Neighborhood income and other structural factors have significant impacts on whether an individual in the area has been infected with or died from COVID-19, a new national study finds.
Areas with high populations of marginalized and minoritized populations that have historically been disinvested in were the hardest hit by the virus early in the pandemic, according to the research letter, “Assessment of Community-Level Disparities in Coronavirus Disease 2019 (COVID-19) Infections and Deaths in Large US Metropolitan Areas,” published in JAMA Network Open.
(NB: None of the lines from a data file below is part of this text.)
PR #3909, opened 2020-05-27
[utils/cli] Generate addresses using custom mnemonics and derivationPaths

gastonponti:
# Description

Add to the command `account:new` from the `cli` two flags, one to set the mnemonic, and other (hidden for internal use) to set the derivationPath

[Requires to publish the utils package]

### Tested

Manually


packages/cli/src/commands/account/new.ts
```diff
@@ -38,13 +39,23 @@ export default class NewAccount extends LocalCommand {
       description:
         "Language for the mnemonic words. **WARNING**, some hardware wallets don't support other languages",
     }),
```
timmoreton, line 45: I would much prefer the mnemonic flag (and password) to pass a file that contains the mnemonic rather than have that exposed on the command line (hence in the ps list and in bash history)

packages/cli/src/commands/account/new.ts
```diff
@@ -38,13 +39,23 @@ export default class NewAccount extends LocalCommand {
...
+    mnemonic: flags.string({
+      description:
+        'Instead of generating a new mnemonic (seed phrases) the user can set the mnemonic to be used. It is required to set it as a string with all the words in order, separated by spaces (example: "word1 word2 word3 ... word24"). If the words are in other language than enaglish, the --language flag must be used. Should be a bip39 mnemonic',
+    }),
+    derivationPath: flags.string({
+      hidden: true,
+      description:
+        "Choose a different derivation Path (Celo's default is \"m/44'/52752'/0/0\"). This flags is hidden because is required only to help with specific problems (Example: A user that used in a transfer an Ethereum address and wants to recover its funds). NON technical users that don't understand the danger of changing it, SHOULDN'T use it",
```
timmoreton: Typo? `m/44'/52752'/0'/0/`

timmoreton: Given the idea is to make it simple for users to import from ethereum it might be nice to have flag like` —ethereumMnemonic` or special value for this flag like` —derivationPath=eth`

packages/cli/src/commands/account/new.ts
```diff
@@ -38,13 +39,23 @@ export default class NewAccount extends LocalCommand {
       description:
         "Language for the mnemonic words. **WARNING**, some hardware wallets don't support other languages",
     }),
+    mnemonic: flags.string({
+      description:
+        'Instead of generating a new mnemonic (seed phrases) the user can set the mnemonic to be used. It is required to set it as a string with all the words in order, separated by spaces (example: "word1 word2 word3 ... word24"). If the words are in other language than enaglish, the --language flag must be used. Should be a bip39 mnemonic',
+    }),
+    derivationPath: flags.string({
+      hidden: true,
```
timmoreton: I think it may as well be shown - what’s the value in hiding it from a user ? Also I think your warning is a little scary. Maybe “Recreating the same account requires knowledge of both the mnemonic and derivation path”

packages/cli/src/commands/account/new.ts
timmoreton: Also Path->path

timmoreton (commented):
Few comments- but I think this will be a really useful feature to have to add to an FAQ to help users!

packages/cli/src/commands/account/new.ts
gastonponti: Haha, yes, my idea was to be scary to avoid non technical users, but I can change it

packages/cli/src/commands/account/new.ts
gastonponti: Yes, I totally agree
In two different plain files? (mnemonic and password)
Or have a file with a configuration json?

marekolszewski: I suggest the following: one file with each word in the mnemonic separated with a space or newline. If there's a 25th word, that word would is considered the password.

packages/cli/src/commands/account/new.ts
```diff
@@ -38,13 +39,23 @@ export default class NewAccount extends LocalCommand {
       description:
         "Language for the mnemonic words. **WARNING**, some hardware wallets don't support other languages",
     }),
+    mnemonic: flags.string({
+      description:
+        'Instead of generating a new mnemonic (seed phrases) the user can set the mnemonic to be used. It is required to set it as a string with all the words in order, separated by spaces (example: "word1 word2 word3 ... word24"). If the words are in other language than enaglish, the --language flag must be used. Should be a bip39 mnemonic',
```
jmrossy:
```suggestion
        'Instead of generating a new mnemonic (seed phrase), use the user-supplied mnemonic instead. The mnemonic should contain all words separate by a space (example: "word1 word2 word3 ... word24"). If the words are a language other than English, the --language flag must be used. Only bip39 mnemonics are supported',
```

jmrossy (commented):
LGTM, just suggested a rephrasing of the description

packages/cli/src/commands/account/new.ts
marekolszewski: I like --derivationPath=eth

packages/cli/src/commands/account/new.ts
gastonponti: The only problems that I find on using one file, is that we are adding a possible error in how the user used the command
if for some reason added the password behind instead of the front, of if it's using a mnemonic of other strength, for example 21, and with a password of 3 words separated by a whitespace (unlikely, of course, but I prefer to go to the safe options of two files)

packages/cli/src/commands/account/new.ts
gastonponti: added

jmrossy (approved):

packages/cli/src/commands/account/new.ts
```diff
@@ -8,17 +8,20 @@ import {
...
+
 export default class NewAccount extends LocalCommand {
   static description =
     "Creates a new account locally using the Celo Derivation Path (m/44'/52752'/0/0/indexAddress) and print out the key information. Save this information for local transaction signing or import into a Celo node. Ledger: this command has been tested swapping mnemonics with the Ledger successfully (only supports english)"
 
   static flags = {
     ...LocalCommand.flags,
-    password: flags.string({
-      description: 'Choose a password to generate the keys',
+    passwordPath: flags.string({
```
timmoreton: I think this should really be `s/password/passphrase` -- this is what it's called in [BIP-39](https://github.com/bitcoin/bips/blob/master/bip-0039.mediawiki) and on the Ledger UI

packages/cli/src/commands/account/new.ts
```diff
@@ -8,17 +8,20 @@ import {
...
+      description: 'Path to a file that contains the password to generate the keys',
```
timmoreton:
```suggestion
      description: 'Path to a file that contains the BIP39 passphrase to combine with the mnemonic specified using the mnemonicPath flag and the index specified using the indexAddress flag. Every passphrase generates a different private key and wallet address.',
```

packages/cli/src/commands/account/new.ts
```diff
@@ -39,23 +42,22 @@ export default class NewAccount extends LocalCommand {
       description:
         "Language for the mnemonic words. **WARNING**, some hardware wallets don't support other languages",
     }),
-    mnemonic: flags.string({
+    mnemonicPath: flags.string({
       description:
-        'Instead of generating a new mnemonic (seed phrases) the user can set the mnemonic to be used. It is required to set it as a string with all the words in order, separated by spaces (example: "word1 word2 word3 ... word24"). If the words are in other language than enaglish, the --language flag must be used. Should be a bip39 mnemonic',
+        'Instead of generating a new mnemonic (seed phrase), use the user-supplied mnemonic instead. Path to a file that contains all the mnemonic words separate by a space (example: "word1 word2 word3 ... word24"). If the words are a language other than English, the --language flag must be used. Only bip39 mnemonics are supported',
```
timmoreton:
```suggestion
        'Instead of generating a new mnemonic (seed phrase), use the user-supplied mnemonic instead. Path to a file that contains all the mnemonic words separated by a space (example: "word1 word2 word3 ... word24"). If the words are a language other than English, the --language flag must be used. Only BIP39 mnemonics are supported',
```

packages/cli/src/commands/account/new.ts
```diff
@@ -39,23 +42,22 @@ export default class NewAccount extends LocalCommand {
...
     }),
     derivationPath: flags.string({
-      hidden: true,
       description:
-        "Choose a different derivation Path (Celo's default is \"m/44'/52752'/0/0\"). This flags is hidden because is required only to help with specific problems (Example: A user that used in a transfer an Ethereum address and wants to recover its funds). NON technical users that don't understand the danger of changing it, SHOULDN'T use it",
+        "Choose a different derivation Path (Celo's default is \"m/44'/52752'/0'/0\"). Allows to use \"eth\" as an alias of the Ethereum derivation path (\"m/44'/60'/0'/0/\"). Recreating the same account requires knowledge of both the mnemonic and derivation path",
```
timmoreton:
```suggestion
        "Choose a different derivation Path (Celo's default is \"m/44'/52752'/0'/0\"). Use \"eth\" as an alias of the Ethereum derivation path (\"m/44'/60'/0'/0/\"). Recreating the same account requires knowledge of the mnemonic, passphrase (if any), and the derivation path",
```

timmoreton (approved):
LGTM except minor changes below!

packages/cli/src/commands/account/new.ts
gakonst: You could also just have the mnemonic as-is in the file, and pop a silent prompt where the user inputs their password to stdin (without showing the password in the console of course). Storing passphrases on disk is poor practice and should be avoided IMO.

Imagine this from the POV of an attacker: If they have access to the file with the mnemonic, they also have access to the password. Why did you end up adding a password then? 

The password should be in a separate location (i.e. not on disk) from the mnemonic which would keep funds secure even if the mnemonic was compromised.

[This](https://github.com/jdxcode/password-prompt/blob/master/index.js) package is available on NPM and is relatively small, so you could either import it or re-write something similar

PR #3915, opened 2020-05-27
[Wallet] Allow QR scan to circumvent Secure Send check

tarikbellamine:
### Description
Given QR scans are in person and have a lower likelihood of malicious activity, we want to minimize surface area for failures of QR scans so that it's as error-proof as possible. Quick fix to allow QR scans to circumvent the attestation contract lookup and thus bypass the SecureSend logic.

A more subtle change is that we are throwing an error if the recipient isn't doing a QR can and also doesn't have a phone number. In this case, we probably don't want the transaction to continue because we can't confirm the address mapping is up-to-date.

### Tested
Yep

### Related issues
Issue was raised in #3895 

### Backwards compatibility
Yes


packages/mobile/src/send/SendAmount.tsx
```diff
@@ -157,9 +157,15 @@ export class SendAmount extends React.Component<Props, State> {
...
     const { recipient } = this.props
 
-    if (recipient.e164PhoneNumber) {
-      this.props.fetchAddressesAndValidate(recipient.e164PhoneNumber)
+    if (recipient.kind === RecipientKind.QrCode) {
+      return
+    }
+
+    if (!recipient.e164PhoneNumber) {
+      throw Error('Recipient phone number is required if not sending via QR Code')
```
jmrossy: This will throw if the recipient type is `RecipientKind.Address` right? That's what we use if the use types/pastes an address in to the send field. You can fix this by adding an `||` case for it above :)

jmrossy (approved):

Issue #3918, opened 2020-05-27
Multisig wrapper should allow for sending a second tx with the same parameters


asaj:
### Expected Behavior

Multisig should submit a new tx if all matching txs have already been confirmed by the owner
 
### Current Behavior

Multisig wrapper will try to re-confirm the tx

aaronmgdr:
closing since aslawons pr seems to address this

PR #3920, opened 2020-05-28
[contractKit] Add condition for MultiSig wrapper to resubmit a transaction if it was already executed

aslawson:
### Description

- Currently, if multisg owner wants to submit an action again, it will not resubmit it.  Instead it will just re-confirm that users action for the old event.
- This change adds a conditional check that will create a new transaction if the previous was already executed. 

### Other changes

NA

### Tested

Ran tests

### Related issues

https://github.com/celo-org/celo-monorepo/issues/3918

### Backwards compatibility

Yes


packages/contractkit/src/wrappers/MultiSig.ts
```diff
@@ -42,7 +42,8 @@ export class MultiSigWrapper extends BaseWrapper<MultiSig> {
       if (
         transaction.data === data &&
         transaction.destination === destination &&
-        transaction.value === '0'
+        transaction.value === '0' &&
```
asaj: Can you remind me why we check that `transaction.value == '0'` as opposed to checking that it matches txObject?

aslawson: because we currently only submit transactions with 0 value (line 55).  this method could be generalized even more by having it take in a `value` parameter.  

although this feature wasn't needed yet. 

and I'm not sure if it's even needed at all since the `data` field of the transaction its approving/executing will have the any `value` it needs for that transaction.  my understanding is this `value` is if there will be a transfer from multisig to the other contract while transacting

asaj: Yeah `value` is for cGLD transfers, so there would e.g. be no way right now to lock cGLD via the multisig wrapper.

Can you fix this as a driveby as well? Feels like important functionality

aslawson: done

packages/contractkit/src/wrappers/MultiSig.ts
```diff
@@ -33,7 +33,11 @@ export class MultiSigWrapper extends BaseWrapper<MultiSig> {
    * Otherwise, submits the `txObject` to the multisig and add confirmation.
    * @param index The index of the pending withdrawal to withdraw.
    */
-  async submitOrConfirmTransaction(destination: string, txObject: TransactionObject<any>) {
+  async submitOrConfirmTransaction(
+    destination: string,
+    txObject: TransactionObject<any>,
+    value: string = '0'
```
asaj, line 39: Does `TransactionObject` not have a `value` field?

asaj (approved):

packages/contractkit/src/wrappers/MultiSig.ts
aslawson: it has an `arguments` array of type "any", but no direct `value` field

PR #4805, opened 2020-08-25
Prevent accidental rotation of ECDSA validator key without BLS key

nategraf:
### Description

One of the most [serious downtime events](https://bisontrails.co/celo-incident-report-jul-09-2020/) on Celo Mainnet occurred because the validator accidentally rotated their ECDSA key without rotating their BLS key with it. Although this is a technically correct operation, there is no known user of this flow, and it is a sharp edge that does not need to exist.

This PR adds checks to the `celocli` commands which authorize new validator keys to require that the BLS key is always rotated with the ECDSA, unless the hidden `--force` flag is provided.

### Other changes

* Change `hasEnoughGold` to `hasEnoughCelo`

### Backwards compatibility

Does not break any known users workflow as the recommendation is to always provide the BLS key when rotating the ECDSA key.


packages/cli/src/commands/validator/update-bls-public-key.ts
```diff
@@ -4,8 +4,11 @@ import { displaySendTx } from '../../utils/cli'
 import { Flags } from '../../utils/command'
 
 export default class ValidatorUpdateBlsPublicKey extends BaseCommand {
-  static description =
-    'Update the BLS public key for a Validator to be used in consensus. Regular (ECDSA and BLS) key rotation is recommended for Validator operational security.'
+  static description = `Update the BLS public key for a Validator to be used in consensus.
+
+Regular (ECDSA and BLS) key rotation is recommended for Validator operational security.
+
+WARNING: By default, the BLS key used by the validator node is derived from the ECDSA private key. As a result, rotating the BLS key without rotating the ECDSA key will result in validator downtime without special configuration. use this method only if you know what you are doing.`
```
gastonponti:
```suggestion
WARNING: By default, the BLS key used by the validator node is derived from the ECDSA private key. As a result, rotating the BLS key without rotating the ECDSA key will result in validator downtime without special configuration. Use this method only if you know what you are doing.`
```

gastonponti (approved):
Minor suggestion.
LGTM

PR #4821, opened 2020-08-26
AWS full nodes

tkporter:
### Description

AWS full nodes! Huge shoutout to @jasonrudianto1 for starting this and making a ton of progress before his internship ended. This adds support for running the `celotooljs deploy (initial|upgrade|destroy) oracle-fullnode` command on AWS!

The research looked at data from the combined statistical areas (CSAs) of 10 major U.S. cities – Atlanta, Boston, Chicago, Detroit, Los Angeles, Miami, New Orleans, New York City, Philadelphia and Seattle. Learn more about states tracking COVID-19 race and ethnicity data.
In counties where the population was substantially non-white with a median income defined as $60,240, the COVID-19 death rate was more than nine times higher when compared to counties that are substantially white with the same median income. And the infection rate was nearly eight times higher for the more racially and ethnically diverse counties that authors called “more-poverty areas.” More investigation needs to be done to understand why there is inequitable access to opportunities and resources that cause non-whites to have lower incomes.
But racial inequities didn’t disappear in higher-income counties where the median income was $79,834, which means that larger structural factors are at play that cause marginalized and minoritized groups to have worse outcomes. The COVID-19 infection and death rates were nearly three times higher in substantially non-white counties with higher median incomes when compared to substantially white, higher income counties that study authors called “less-poverty counties.”
“We knew from news reports and other smaller studies that have been coming out here and there that the African-American population, the Latino population and South Asian communities were being hit pretty hard by the virus,” said the study’s corresponding author Samrachana Adhikari, PhD, an assistant professor in the Division of Biostatistics within the Department of Population Health at New York University Grossman School of Medicine.
“But looking at the high-poverty areas, they were being hit nine times higher and that was a stark number. The differences in less-poverty areas is pretty stunning and it surprised us as well,” said Adhikari, adding that there is no biological or genetic basis for why these inequities would exist.